I have dumop trailer and love them. I think most of your issue is with the truck. When I'm towing with the Dodge 2002 4x4 diesel. I get between 12.5 and 14.5 mpg towing 2 plus cords. It does a good job I don't beat on it. I also have a 1-ton flatbed truck that I will use when I only have a cord of so to deliver. Problem is it's a V-10 ford and will do 10mpg at best. I get around 7.5mpg with the chip box and chipper on it. That that is only going 55-60 tops. The chip box catches a lot of wind and the chipper weighs 6k. I like using the dump trailer because the keep me from buying a bigger truck. I'll put 2 cords on the trailer and one cord on my F-550 and go deliver. If I was just hauling on a truck I would have to have a big truck to move that much. Having both also helps me keep my firewood seperate. I can put kiln on one and regular on the other. I have thought about a bigger truck but I have to have 4x4 and my F-550 has that. 

Scott


----------



## blades (May 14, 2011)

Really no issue plowing with a diesel vs gas. some say they get better fuel usage from the diesel during plowing, kind of a moot point as around here diesel is priced at premium gas. So really not much savings there. I have had both, maint. cost was higher on the diesel than my gas. Currently running a v10 F350 99 vintage, it replaced my 6.9 diesel F350 89 vintage. The 6.9 was a pretty clean eng. ( not much electronic gizmos to die, no turbo to blow). I have many friends running the diesels in newer trucks, mostly fords 6.0 and 6.4 a couple still have the 7.3. Issues arise with either fuel just usually costs more to repair the diesel than my gas. My V10 does just fine hauling or pushing and with a 4:55 rear end I don't expect much in mileage.


----------



## TMFARM 2009 (May 14, 2011)

i have seen a lot of issue's with the 7.3 6.0 and 6.4 liter fords, mainly stemming from bio diesel blends... the bio diesel tends to eat the lining from inside the fuel tanks sending the silver type flakes into the fuel injection system. clogging the filters and what does get by the filters, will do damage to the injectors.. also the 6.0l is prone to loosing oil pressure to the top end.. but longevity wise we get an average of (7.3l) 700,000 miles (6.0l) 400,000 miles and 6.4l is still to be announced. these are all ford e series ... average mileage on the transmissions is about 200,000 miles with absolutely no service done at all..just our experience with the fords.. i wont own a schuvy,
or generic made chevy..contractor grade stands for throw away at 200,000 miles..:msp_w00t:


----------



## Whitespider (May 15, 2011)

Steve2910 said:


> Auto trans are for companies w/ idiot employees who can't drive a stick W/O killing clutches----


 
Actually that thinkin' is 180-degree off... or used to be.
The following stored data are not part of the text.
PR #1873, opened 2022-12-05
Fix/personal details validation

sponglord:
## Summary
Fixes to how the `PersonalDetails` component validates:
- if validation rules were passed as a prop - they weren't being merged with the default rules to ensure all fields were still validated
- errors were being registered but not converted into translatable (and displayed) error messages
- `required` & `aria-required` attributes were not being set on the (required) input fields

## Tested scenarios
All tests pass
Also fixed some e2e tests that were failing because the constant used for the date had "expired"

**Fixed issue**:  Relates to some of the points raised in our a11y review

### DIFF
--- a/packages/e2e/tests/cards/errorPanel/errorPanel.kcpCard.visible.test.js
+++ b/packages/e2e/tests/cards/errorPanel/errorPanel.kcpCard.visible.test.js
@@ -12,7 +12,7 @@ const INVALID_TAX_NUMBER = LANG['creditCard.taxNumber.invalid'];
 
 const cardPage = new CardComponentPage();
 
-fixture.only`Testing kcpCard, with holderName, error panel`
+fixture`Testing kcpCard, with holderName, error panel`
     .beforeEach(async t => {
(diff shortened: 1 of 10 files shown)


packages/e2e/tests/cards/errorPanel/errorPanel.kcpCard.visible.test.js
```diff
@@ -12,7 +12,7 @@ const INVALID_TAX_NUMBER = LANG['creditCard.taxNumber.invalid'];
 
 const cardPage = new CardComponentPage();
 
-fixture`Testing kcpCard, with holderName, error panel`
```
ribeiroguilherme, line 15: I guess you forgot to remove the `only` :)

ribeiroguilherme (approved):

packages/e2e/tests/cards/errorPanel/errorPanel.kcpCard.visible.test.js
sponglord: guess so! Fixed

Back when auto transmissions were controlled by vacuum modulators and mechanical linkages it took someone with skill and knowledge to drive one without burnin' it up. There was a trick to controlling the throttle vs. RPM's so the trany would shift solid without slipping and/or overheating. Now-a-days the on-board computer can override operator inputs, protecting the transmission from damage.


----------



## Oldtimer (May 18, 2011)

IMO, a diesel is far superior to a gas job for plowing. Mine never sees above 1400 RPM unless I am traveling to another customer.
Sips fuel and has more than enough pushing power.


----------



## woodgrenade (May 18, 2011)

I like standards. A clutch is alot cheaper than the guts of an automatic. However, unless I'm wrong new 3/4 Chevys and Fords don't have any standard tranny options. umpkin2:


----------



## audible fart (May 18, 2011)

woodgrenade said:


> I like standards. A clutch is alot cheaper than the guts of an automatic. However, unless I'm wrong new 3/4 Chevys and Fords don't have any standard tranny options. umpkin2:


 
Repped.


----------



## Johndirt82 (May 18, 2011)

I have to say my 08 dodge with a 6.7 cummins with its auto 6spd but has ability to manually shift gears as well. is the shizzinit. I love it. My 79 ford is 4spd manual. I love them both. Big trailers are great if you have the space. If not stick with a diesel powered plant and get the dump bed.


----------



## CJ1 (May 19, 2011)

I get double the mileage with my 7.3 PS than I did with my 6.0 GM. The GM was 4.0to5 plowing and the diesel is never under 8. Diesel would have to be double to negate that. I had 5 new GM rigs from 88 to 2001, Then I picked up a 2001 F250 with a auto trans and have no desire to change. As far as the stick VS auto the only place I like a stick anymore is in a performance car. Heck I had a auto in my drag race car. The only place you see a stick in oilfield service trucks is when the customer wants to place above 30hp with PTO's otherwise it is all autos with the exception of class 7 and 8 trucks and like was stated alot of them are going to autos. CJ


----------



## mooseracing (May 19, 2011)

Moss Man said:


> Are there any issues around plowing with a diesel motor in a 2500 or 3500 series truck? Just asking because I have little experience with diesels other than an old 6.2 Detroit that I had in a 2500 GMC years ago.


 
Just keep an eye on front axle weight depending on the plow setup.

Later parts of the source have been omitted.